In the listing below, how many lines include "clock"? Give the number and no other text.

━━━

PR #92, opened 2024-09-16
Clean serialization

desmonddak:
## Description & Motivation

Added deserializer and serializer components.

## Related Issue(s)

None

## Testing

Tested data transfer and clock counts using sequential tests for both.

## Backwards-compatibility

No

## Documentation

serialization.md is included in the PR.


lib/src/deserializer.dart
```diff
@@ -0,0 +1,69 @@
...
+  /// Reset input
+  @protected
+  Logic get reset => input('reset');
+
+  /// Run deserialization whenever [enable] is true
+  @protected
+  Logic? get enable => input('enable');
+
+  /// Serialized input, one data item per clock
+  Logic get serialized => input('serialized');
```
mkorbel1, line 29: this should be `@protected`

lib/src/deserializer.dart
```diff
@@ -0,0 +1,69 @@
...
+
+  /// Aggregated data output
+  LogicArray get deserialized => output('deserialized') as LogicArray;
+
+  /// Valid out when data is reached
+  Logic get done => output('done');
+
+  /// Return the count as an output
+  @protected
```
mkorbel1, line 38: this should not be protected

lib/src/deserializer.dart
```diff
@@ -0,0 +1,69 @@
...
+  /// Serialized input, one data item per clock
+  Logic get serialized => input('serialized');
+
+  /// Aggregated data output
+  LogicArray get deserialized => output('deserialized') as LogicArray;
+
+  /// Valid out when data is reached
+  Logic get done => output('done');
+
+  /// Return the count as an output
```
mkorbel1, line 37: This doc comment could be improved to explain the meaning of the count (you explained it well in the markdown doc)

lib/src/deserializer.dart
```diff
@@ -0,0 +1,69 @@
...
+      {required Logic clk,
+      required Logic reset,
+      Logic? enable,
+      super.name = 'Deserializer'}) {
+    clk = addInput('clk', clk);
+    reset = addInput('reset', reset);
+    if (enable != null) {
+      enable = addInput('enable', enable);
+    } else {
+      enable = Const(1);
```
mkorbel1, line 55: i think you could leave `enable` as `null` for both the `Counter` and `flop`, since they are by default enabled if passed `null` (then you have less port generation)

lib/src/deserializer.dart
```diff
@@ -0,0 +1,69 @@
...
+
+  /// Return the count as an output
+  @protected
+  Logic get count => output('count');
+
+  /// Build a Deserializer that takes serialized input [serialized]
+  /// and aggregates it into one wide output [deserialized], one element per
+  /// clock while [enable] (if connected) is high, emitting [done] when
+  /// completing the filling of wide output [deserialized].
+  Deserializer(Logic serialized, int length,
```
mkorbel1, line 45: could make `length` a field of the class so that it's visible/queryable to others?  `final int length; ... this.length`

lib/src/deserializer.dart
```diff
@@ -0,0 +1,69 @@
...
+  @protected
+  Logic get clk => input('clk');
+
+  /// Reset input
+  @protected
+  Logic get reset => input('reset');
+
+  /// Run deserialization whenever [enable] is true
+  @protected
+  Logic? get enable => input('enable');
```
mkorbel1, line 26: use `tryInput`

lib/src/serializer.dart
```diff
@@ -0,0 +1,92 @@
...
+  @protected
+  Logic get clk => input('clk');
+
+  /// Reset input
+  @protected
+  Logic get reset => input('reset');
+
+  /// Allow serialization onto the output stream when [enable] is true
+  @protected
+  Logic? get enable => input('enable');
```
mkorbel1, line 26: use `tryInput`

lib/src/serializer.dart
```diff
@@ -0,0 +1,92 @@
...
+
+  /// Return the count as an output
```
mkorbel1, line 28: improve doc here

lib/src/deserializer.dart
```diff
@@ -0,0 +1,69 @@
...
+    if (enable != null) {
+      enable = addInput('enable', enable);
+    } else {
+      enable = Const(1);
+    }
+    serialized = addInput('serialized', serialized, width: serialized.width);
+    final cnt = Counter.simple(
+        clk: clk, reset: reset, enable: enable, maxValue: length - 1);
+    addOutput('count', width: cnt.width) <= cnt.count;
+    addOutput('done') <= cnt.overflowed;
```
mkorbel1, line 61: Is this right?  in the serializer you use `equalsMax`, and here you use `overflowed`.  I wonder if one of them is wrong?

It would also be good to be extremely clear in the doc comments for the `done` output when the user should expect the signal to go high (is it on the cycle *after* the last one was sent, or on the *same cycle* as the last one?)

lib/src/serializer.dart
```diff
@@ -0,0 +1,92 @@
...
+      super.name = 'Serializer'}) {
+    clk = addInput('clk', clk);
+    reset = addInput('reset', reset);
+    if (enable != null) {
+      enable = addInput('enable', enable);
+    } else {
+      enable = Const(1);
+    }
+    deserialized = addInputArray('deserialized', deserialized,
+        dimensions: deserialized.dimensions,
```
mkorbel1, line 59: I think we want to be stricter here, throw an exception if the length of `dimensions` is not 1?

lib/src/serializer.dart
```diff
@@ -0,0 +1,92 @@
...
+  Logic? get enable => input('enable');
+
+  /// Return the count as an output
+  Logic get count => output('count');
+
+  /// Return [done] = true when we have processed [deserialized] completely
+  Logic get done => output('done');
+
+  /// Aggregated data to serialize out
+  LogicArray get deserialized => input('deserialized') as LogicArray;
```
mkorbel1, line 35: should be `@protected`

lib/src/serializer.dart
```diff
@@ -0,0 +1,92 @@
...
+
+import 'package:meta/meta.dart';
+import 'package:rohd/rohd.dart';
+import 'package:rohd_hcl/rohd_hcl.dart';
+
+/// Serializes wide aggregated data onto a narrower serialization stream
+class Serializer extends Module {
+  /// Clk input
+  @protected
+  Logic get clk => input('clk');
```
mkorbel1, line 18: in general (for both components` you're not using these protected input getters.  are you putting them there for future/user extension of these classes?

lib/src/serializer.dart
```diff
@@ -0,0 +1,92 @@
...
+      required Logic reset,
+      Logic? enable,
+      bool flopInput = false,
+      super.name = 'Serializer'}) {
+    clk = addInput('clk', clk);
+    reset = addInput('reset', reset);
+    if (enable != null) {
+      enable = addInput('enable', enable);
+    } else {
+      enable = Const(1);
```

━━━

Reply
4